WHAT TO WORK ON: Copies of all lines that contain "output" are needed; take them from the data below.

╔══

PR #100, opened 2025-01-02
Revising Falco Rule output

evanj80-illumio:
Changing rule output string to align with new language for timestamps.


aaronIllumio (approved):
LGTM

PR #104, opened 2025-01-11
Add Node.spec.providerID into ObjectMetadata message

evanj80-illumio:
Add the Node.spec.providerID as part of the Node resources sent up from cloud-operator.


api/illumio/cloud/k8sclustersync/v1/k8s_info.proto
```diff
@@ -23,9 +23,16 @@ message KubernetesObjectData {
   string uid = 9;
   oneof kind_specific {
     KubernetesPodData pod = 100;
+    KubernetesNodeData node = 101;
   }
 }
 
+// KubernetesNodeData contains information specific to a Node Object.
+// We need to grab the providerId from each given Node.
```
rlenglet, line 31: This comment doesn't belong in the API.
```suggestion
```

api/illumio/cloud/k8sclustersync/v1/k8s_info.proto
```diff
@@ -23,9 +23,16 @@ message KubernetesObjectData {
...
+message KubernetesNodeData {
+  string provider_id = 1;
```
rlenglet, line 33: Clarify where this comes from.
```suggestion
  // Node.spec.providerID
  string provider_id = 1;
```

internal/controller/k8s_resources.go
```diff
@@ -85,9 +85,34 @@ func convertMetaObjectToMetadata(ctx context.Context, logger *zap.SugaredLogger,
 		}
 		objMetadata.KindSpecific = &pb.KubernetesObjectData_Pod{Pod: &pb.KubernetesPodData{IpAddresses: convertHostIPsToStrings(hostIPs)}}
 	}
+	if resource == "nodes" {
```
rlenglet, line 88: Replace the chain of `if`s with a `switch`.
```
	switch resource {
	case "pods":
		// ...
	case "nodes":
		// ...
	}
	return objMetadata, nil
```

internal/controller/k8s_resources.go
```diff
@@ -85,9 +85,34 @@ func convertMetaObjectToMetadata(ctx context.Context, logger *zap.SugaredLogger,
...
+
+		if err != nil {
+			return objMetadata, nil
+		}
+		objMetadata.KindSpecific = &pb.KubernetesObjectData_Node{Node: &pb.KubernetesNodeData{ProviderId: providerId}}
+	}
 	return objMetadata, nil
 }
 
+// getProviderIdNodeSpec uses a node name to grab the providerId within the nodeSpec
```
rlenglet, line 99:
```suggestion
// getProviderIdNodeSpec uses a node name to return the providerID within the node's spec
```

internal/controller/k8s_resources.go
```diff
@@ -85,9 +85,34 @@ func convertMetaObjectToMetadata(ctx context.Context, logger *zap.SugaredLogger,
...
+func getProviderIdNodeSpec(ctx context.Context, logger *zap.SugaredLogger, nodeName string) (string, error) {
+	clientset, err := NewClientSet()
```
rlenglet, line 101: Is it OK to create a new `ClientSet` for every single `Node` and every single `Pod`?
That seems expensive to create at scale.
Create it only once and reuse it.

internal/controller/k8s_resources.go
```diff
@@ -85,9 +85,34 @@ func convertMetaObjectToMetadata(ctx context.Context, logger *zap.SugaredLogger,
...
+		return "", err
+	}
+	node, err := clientset.CoreV1().Nodes().Get(ctx, nodeName, metav1.GetOptions{})
+	if err != nil {
+		return "", nil
+	}
+	if node.Spec.ProviderID != "" {
+		return node.Spec.ProviderID, nil
+	}
+	return "", nil
```
rlenglet, line 113: The semantics in the caller is that it sends a `KubernetesNodeData` if the returned error is `nil`, and doesn't when the error is not `nil`. Stick to that contract: if you have no provider ID to return, return a non-nil error.
```suggestion
	return "", errors.New("no providerID set")
```
Alternatively, modify the caller to ignore the returned provider ID if it is `""`.

rlenglet (changes requested):
Overall LGTM. Some relatively minor comments.

internal/controller/k8s_resources.go
evanj80-illumio: Did a larger rewrite to make this more efficient as you pointed out.

internal/controller/k8s_resources.go
```diff
@@ -67,7 +68,7 @@ func getMetadatafromResource(logger *zap.SugaredLogger, resource unstructured.Un
 }
 
 // convertMetaObjectToMetadata takes a metav1.ObjectMeta and converts it into a proto message object KubernetesMetadata.
-func convertMetaObjectToMetadata(ctx context.Context, logger *zap.SugaredLogger, obj metav1.ObjectMeta, resource string) (*pb.KubernetesObjectData, error) {
+func convertMetaObjectToMetadata(ctx context.Context, obj metav1.ObjectMeta, clientset *kubernetes.Clientset, resource string) (*pb.KubernetesObjectData, error) {
```
rlenglet, line 71: This starts to feel like this should be a struct with the `ClientSet` as a field, and `convertMetaObjectToMetadata`, `getPodIPAddresses`, `getProviderIdNodeSpec` should be methods of that struct.
OK to do that later. Not critical for this PR.

internal/controller/resource_manager.go
```diff
@@ -25,8 +26,8 @@ type ResourceManager struct {
 }
 
 // DynamicListAndWatchResources lists and watches the specified resource dynamically, managing context cancellation and synchronization with wait groups.
-func (r *ResourceManager) DyanmicListAndWatchResources(ctx context.Context, cancel context.CancelFunc, resource string, apiGroup string, allResourcesSnapshotted *sync.WaitGroup, snapshotCompleted *sync.WaitGroup) {
-	resourceListVersion, err := r.DynamicListResources(ctx, resource, apiGroup)
+func (r *ResourceManager) DyanmicListAndWatchResources(ctx context.Context, cancel context.CancelFunc, resource string, apiGroup string, clientset *kubernetes.Clientset, allResourcesSnapshotted *sync.WaitGroup, snapshotCompleted *sync.WaitGroup) {
```
rlenglet, line 29: This `ClientSet` should be a field of `ResourceManager` instead of new parameters to its methods.

rlenglet (changes requested):
Looks great. Just one nit about adding fields for the shared `ClientSet`, instead of passing it everywhere as a parameter.

internal/controller/k8s_resources.go
evanj80-illumio: Ill label it as TODO for something to clean up

rlenglet (approved):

╚══

RESPONSE TO THIS TASK:
Revising Falco Rule output
Changing rule output string to align with new language for timestamps.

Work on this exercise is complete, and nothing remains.